Über bezahlte Rauchpausen entscheidet allein der Arbeitgeber

onlineurteile.de - In einem größeren Unternehmen stritten Arbeitgeber und Betriebsrat über den betrieblichen Nichtraucherschutz. Schließlich legte die Einigungsstelle in den Betriebsräumen ein generelles Rauchverbot fest und erlaubte das Rauchen auf extra ausgewiesenen Plätzen im Freien. Damit war das Unternehmen einverstanden.

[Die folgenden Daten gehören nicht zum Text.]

PR #2980, opened 2020-03-11
Support JupyterLab with LocalSpawner

echarles:
Some users want to get jupyterlab by default and the recommended way is [documented here](https://jupyterlab.readthedocs.io/en/stable/user/jupyterhub.html) with `c.Spawner.default_url = '/lab'`.

This works fine for e.g. `DockerSpawner` but I have found it failing for the basic `LocalSpawner`. When I set c.Spawner.default_url = '/lab' with `LocalSpawner`, the notebook process is launched but return a `404` on the `lab` url. Then manually changing to `tree` makes it work and the classic notebook is shown.

Looking at the code, this sound logical as the `singleuser.py` contains `class SingleUserNotebookApp(NotebookApp)` which launches a classic notebook, and not a jupyterlab.

This PR address this with a simple change `class SingleUserNotebookApp(LabApp)` - The rest of the  `singleuser.py` remains unchanged and still uses the NotebookApp nomenclature.

I have found this change to make the jlab/localspawner tandem work.

### DIFF
--- a/jupyterhub/singleuser.py
+++ b/jupyterhub/singleuser.py
@@ -38,8 +38,12 @@ from traitlets import (
     TraitError,
 )
 
+try:
+    from jupyterlab.labapp import LabApp as App
+except ImportError:
+    from notebook.notebookapp import NotebookApp as App
+
 from notebook.notebookapp import (
-    NotebookApp,
     aliases as notebook_aliases,
     flags as notebook_flags,
 )
@@ -216,7 +220,7 @@ def _exclude_home(path_list):
             yield p
 
 
-class SingleUserNotebookApp(NotebookApp):
+class SingleUserNotebookApp(App):
     """A Subclass of the regular NotebookApp that is aware of the parent multiuser context."""
 
     description = dedent(
@@ -230,7 +234,7 @@ class SingleUserNotebookApp(NotebookApp):
     examples = ""
     subcommands = {}
     version = __version__
-    classes = NotebookApp.classes + [HubOAuth]
+    classes = App.classes + [HubOAuth]
 
     # disable single-user app's localhost checking
     allow_remote_access = True


manics:
Have you thought about whether this should be a mandatory dependency for JupyterHub, or optional?
E.g. something like
```python
try:
    from jupyterlab.labapp import LabApp as App
except ImportError:
    from notebook.notebookapp import NotebookApp as App
```

echarles:
@manics That makes a lot of sense. Thx a lot for pointing me to that.

The last commit brings those less disruptive change and it does the work. CI remains green.

betatim:
I think this change means that lab will be used if it is installed, no matter what. So I think we should change this so that it only happens if users request lab, as before.

minrk:
It shouldn't matter if you are using DockerSpawner or LocalProcessSpawner, since the code to launch the single-user server is the same. It's likely a difference of environment.

I can also confirm that the existing config works with current jupyterhub (1.1.0) and jupyterlab (2.0.1):

```python
c.Spawner.default_url = '/lab'
```

<details>

```
$ pip list
Package            Version   
------------------ ----------
alembic            1.4.1     
appnope            0.1.0     
async-generator    1.10      
attrs              19.3.0    
backcall           0.1.0     
bleach             3.1.1     
certifi            2019.11.28
certipy            0.1.3     
cffi               1.14.0    
chardet            3.0.4     
cryptography       2.8       
decorator          4.4.2     
defusedxml         0.6.0     
entrypoints        0.3       
idna               2.9       
importlib-metadata 1.5.0     
ipykernel          5.1.4     
ipython            7.13.0    
ipython-genutils   0.2.0     
jedi               0.16.0    
Jinja2             2.11.1    
json5              0.9.2     
jsonschema         3.2.0     
jupyter-client     6.0.0     
jupyter-core       4.6.3     
jupyter-telemetry  0.0.5     
jupyterhub         1.1.0     
jupyterlab         2.0.1     
jupyterlab-server  1.0.7     
Mako               1.1.2     
MarkupSafe         1.1.1     
mistune            0.8.4     
nbconvert          5.6.1     
nbformat           5.0.4     
notebook           6.0.3     
oauthlib           3.1.0     
pamela             1.0.0     
pandocfilters      1.4.2     
parso              0.6.2     
pexpect            4.8.0     
pickleshare        0.7.5     
pip                20.0.2    
prometheus-client  0.7.1     
prompt-toolkit     3.0.4     
ptyprocess         0.6.0     
pycparser          2.20      
Pygments           2.6.1     
pyOpenSSL          19.1.0    
pyrsistent         0.15.7    
python-dateutil    2.8.1     
python-editor      1.0.4     
python-json-logger 0.1.11    
pyzmq              19.0.0    
requests           2.23.0    
ruamel.yaml        0.16.10   
ruamel.yaml.clib   0.2.0     
Send2Trash         1.5.0     
setuptools         46.0.0    
six                1.14.0    
SQLAlchemy         1.3.15    
terminado          0.8.3     
testpath           0.4.4     
tornado            6.0.4     
traitlets          4.3.3     
urllib3            1.25.8    
wcwidth            0.1.8     
webencodings       0.5.1     
wheel              0.34.2    
zipp               3.1.0     
```

</details>

without any changes. Note that you must have run `jupyter serverextension enable jupyterlab` for this approach to work. It's likely that this is the difference between your local environment and the one used by default in DockerSpawner.

The alternative is to use:

```python
c.Spawner.cmd = 'jupyter-labhub'
```

to invoke the jupyterlab application wrapper instead.

echarles:
@minrk The trick is indeed `jupyter serverextension enable jupyterlab`. With that, lab is working fine.

As this is an optional step which I do not apply since some time, it would make sense to document at least on https://jupyterlab.readthedocs.io/en/stable/user/jupyterhub.html

Any other place we should mention that?

minrk:
I think that's probably the main place. I think it may also be time to promote jupyterlab support to first-class so that we can have switches based on a single `c.Spawner.jupyterlab = True`

echarles:
Will open a PR on jlab repo to document that.

Regarding `c.Spawner.jupyterlab = True`, do you mean the spawner should enable the server extension via code if the user has not done that?

echarles:
@minrk Looking ahead, I am working with @Zsailer to have jupyterlab be a [server extension](https://jupyter-server.readthedocs.io/en/latest/frontends.html) (work done in https://github.com/jupyterlab/jupyterlab/pull/7416 and https://github.com/jupyterlab/jupyterlab_server/pull/79).

At some point, Lab will not be anymore a old/current serverextension but an extension in the new jupyter-server world. In that new world, I am not sure that the command `jupyter serverextension enable jupyterlab` would have any effect at all (to be tested...).

echarles:
PR for the jupyterlab documentation is opened https://github.com/jupyterlab/jupyterlab/pull/8036

minrk:
> do you mean the spawner should enable the server extension via code if the user has not done that?

Yeah, I mean promoting the responsibility to know how to enable jupyterlab properly to jupyterhub code, wherever that might be, rather than the passthroughs to the underlying code that we have now. That can mean modifying the launch command / class instantiated / default url or other things, as jupyterlab evolves.

echarles:
Opened https://github.com/jupyterhub/jupyterhub/issues/2984 as followup of this PR.

Closing this with Won't fix as we have other plans (docs, config...)

Issue #2958, opened 2020-02-28
ReadTheDocs builds are failing


manics:
The [docs builds](https://readthedocs.org/projects/jupyterhub/builds/) have been failing since [Feb. 26, 2020. 1:05 p.m](https://readthedocs.org/projects/jupyterhub/builds/10508207/). This means https://github.com/jupyterhub/jupyterhub/pull/2956 which should've fixed https://github.com/jupyterhub/jupyterhub/issues/2955 hasn't been deployed

[Most recent failure](https://readthedocs.org/projects/jupyterhub/builds/10520408/):
```
[rtd-command-info] start-time: 2020-02-28T10:48:22.704838Z, end-time: 2020-02-28T10:48:35.821550Z, duration: 13, exit-code: 1
conda env create --quiet --name latest --file docs/environment.yml
Collecting package metadata (repodata.json): ...working... failed

CondaHTTPError: HTTP 500 CONNECTION FAILED for url <https://metachannel.conda-forge.org/conda-forge/jupyterhub,sphinx,recommonmark/noarch/repodata.json>
Elapsed: 00:00.420768
CF-RAY: 56c1d36d1d42ccd6-EWR

A remote server error occurred when trying to retrieve this URL.

A 500-type error (e.g. 500, 501, 502, 503, etc.) indicates the server failed to
fulfill a valid request.  The problem may be spurious, and will resolve itself if you
try your request again.  If the problem persists, consider notifying the maintainer
of the remote server.
```

betatim:
Locally `wget https://metachannel.conda-forge.org/conda-forge/jupyterhub,sphinx,recommonmark/linux-64/repodata.json` takes a moment (10s or so??) to start sending a reply by works (now).

Here the status 500 came very quickly (~0.4s), could it be that network access on RTD is firewalled?

willingc:
@manics I just double-checked RTD. You are correct that there were build failures 3 weeks ago. I just checked and it is working properly. I'm going to close. Please let me know if this has persisted for you.

willingc:
@GeorgianaElena May be the same error but unrelated. PyPI was having issues this morning which may be affecting RTD and even conda-forge.

I tried wiping the container and rebuilding. Still getting a 500 error. Do you have a RTD account? I could add you as a maintainer there.

GeorgianaElena:
Thanks for investigating @willingc :heart:

My handle on RTD is *GeorgianaElena*

willingc:
[...]

PR #3010, opened 2020-04-01
Use pip instead of conda for building the docs on RTD

GeorgianaElena:
As mentioned in [this comment](https://github.com/jupyterhub/jupyterhub/issues/2958#issuecomment-606483892), the metachannel service is down. :confused: 

Using the official conda-forge channel is not an option because it uses [a lot of memory](https://github.com/conda/conda/issues/5003) and makes [RTD unhappy](https://readthedocs.org/projects/georgiana-jh-docs/builds/10734292/). As [@manics mentioned](https://github.com/jupyterhub/jupyterhub/issues/2958#issuecomment-606590081), RTD recommends using pip instead of conda where possible.

However, because we need nodejs 12 to build our rest-api docs (this requirement comes from bootprint), and the latest RTD docker image installs an older nodejs version (nodejs 8), I had to pin `bootprint` back to 1.0.0 to make it work with the RTD nodejs. This way, we don't need conda anymore to install a newer version of nodejs.
 
Fixes https://github.com/jupyterhub/jupyterhub/issues/2958


docs/requirements.txt
```diff
@@ -1,10 +1,16 @@
 # ReadTheDocs uses the `environment.yaml` so make sure to update that as well
 # if you change this file
```
betatim, line 2: Shouldn't we remove this comment because we now don't use conda any more?

docs/requirements.txt
```diff
@@ -1,10 +1,16 @@
...
--r ../requirements.txt
```
betatim, line 3: For my education: why can we no longer reference the requirements file from the parent directory?

readthedocs.yml
```diff
@@ -1,11 +1,19 @@
-name: jupyterhub
-type: sphinx
```
betatim, line 2: Did you remove these on purpose or accidentally/

docs/requirements.txt
GeorgianaElena: We can still reference it, but we don't need all the requirements of the project for the docs, so I removed it to speed up a bit the docs build.

betatim: Ah ok! That sounds like a good thing to do :)

readthedocs.yml
GeorgianaElena: This is on purpose, as in RTD config version 2, the name setting is [per project and for per version anymore](https://docs.readthedocs.io/en/stable/config-file/v2.html#migrating-from-the-web-interface) and [sphinx got its own setting.](https://docs.readthedocs.io/en/stable/config-file/v2.html#sphinx)

docs/requirements.txt
GeorgianaElena: Oh, right. I'll remove it now.

docs/requirements.txt
minrk: I think we should still get all the requirements from the package to ensure that autodoc populates correctly. This also helps reduce maintenance burden because ~*every* time we add a real dependency to the package the docs builds break until we add a duplicate to docs/requirements.txt. This has happened several times across projects before adding the package requirements to the build.

minrk:
👍 other than putting back the install of jupyterhub itself to keep things simple and consistent.

docs/requirements.txt
GeorgianaElena: This makes sense, @minrk, I'll put back the package requirements.

betatim:
Merged! Thanks for spending time on getting the docs into good shape :)

PR #2726, opened 2019-09-09
Jupyter(Hub) conceptual intro

rkdarst:
At the JupyterHub/BinderHub workshop, one of our ideas was to make a conceptual intro to JupyterHub so that people could know what it does, and in particular what it doesn't do (what is handled by other components).  We get many issues that end up misdirected or that have a root cause of not understanding what the components are.

This PR is my initial draft - comments welcome.  I've written it informally and with a certain opinion - it's supposed to be like a teaching giving a first lesson, and not technical reference.  It goes far beyond just JupyterHub, but the reason for having it here is that you *really* need to start knowing this stuff once you start administrating a JupyterHub, before that you can sort of get by without a perfect mental model.

Issues I know of:
- [ ] What is a proper title?
- [x] Where should it go under the table of contents?
- [ ] I used the very verbose "single-user notebook server", I'd like a shorter term that still avoids ambiguity.
- [x] All parts need fact-checking, because I haven't done that yet
- [x] After the content is somewhat stable, we need to add links and references.
- [x] Intro needs improvement and we should make sure it explains the purpose well
- [x] Conclusion needs improvement and guides to what is next

PR #3015, opened 2020-04-08
Fix user_row endblock in admin template

jtpio:
It looks like the `user_row` block was ended right after the `</tr>` element, while it is defined right after the corresponding `<tr>` element above:

https://github.com/jupyterhub/jupyterhub/blob/1f515464fe2edf5d9d8a7617c22ebe67002e0ba0/share/jupyterhub/templates/admin.html#L43-L46

This came up when trying to extend the admin template to add extra information to the user row.

### DIFF
--- a/share/jupyterhub/templates/admin.html
+++ b/share/jupyterhub/templates/admin.html
@@ -96,8 +96,8 @@
           <a role="button" class="delete-server btn btn-xs btn-warning">delete server</a>
         {%- endif -%}
       </td>
-      </tr>
       {% endblock user_row %}
+      </tr>
       {% endfor %}
       {% endfor %}
   </tbody>


betatim:
cc @manics who I think did some work on making our docs build more strict. Maybe you have an idea why this comes up now and if the fix is easy. (The error message is not mega clear to me without opening the mentioned files etc)

manics:
I only changed z2JH https://github.com/jupyterhub/zero-to-jupyterhub-k8s/pull/1611

A new major version of Sphinx (3.0.0) was released on 5 April https://pypi.org/project/Sphinx/3.0.0/ so perhaps it's gotten stricter?

betatim:
https://www.sphinx-doc.org/en/master/changes.html I can spy anything obvious in the change log :-/

jtpio:
> `use :noindex: for one of them`

Maybe we could try that? (from the error message)

rkdarst:
We found a little bit more here: https://github.com/jupyterhub/jupyterhub/pull/2726 (I guess we should make a new issue about it...)

betatim:
Oh wow, I clicked the "update branch" button the GitHub UI in order to find out what it does...turns out the button doesn't ask for confirmation it just does its thing. This is how we got `master` merged into this branch. I had originally planned to rebase this branch on latest master to see if that fixes the builds. (merge master into this branch has AFAIK the same effect as rebasing just less pretty)

Let's see what happens.

betatim:
All the robots are happy, so merging this. Thanks for the patience and to all those who helped debugging things.

jtpio:
Thanks!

Gegen einen Punkt des Schiedsspruchs protestierte der Arbeitgeber jedoch vehement: Arbeitnehmer müssten für Zigarettenpausen im Außenbereich am Zeiterfassungsterminal nicht ausstempeln, hatte die Einigungsstelle beschlossen. Das gehe zu weit, fand der Arbeitgeber. Man könne ihn nicht zwingen, während der Arbeitszeit für Freizeitaktivitäten Arbeitslohn zu zahlen, zumal die Einigungsstelle nicht einmal eine obere Grenze für die Zigarettenpausen festgelegt habe.

Beim Landesarbeitsgericht Schleswig-Holstein setzte sich das Unternehmen durch (4 TaBV 12/07). Der Spruch der Einigungsstelle sei zumindest in diesem Punkt unwirksam, so die Richter. Die Kompetenz der Einigungsstelle beim Nichtraucherschutz reiche nur so weit wie das Mitbestimmungsrecht des Betriebsrats. Und der dürfe nur mitreden, wenn es darum gehe, ob überhaupt Rauchpausen stattfänden und bei den Zeiten.

Darüber, ob er seine Arbeitnehmer während der Zigarettenpausen bezahle oder nicht, entscheide ausschließlich der Arbeitgeber. Im übrigen würden Nichtraucher vom Unternehmen benachteiligt, wäre es den Rauchern gestattet, bezahlte Zigarettenpausen während der Arbeitszeit einzulegen.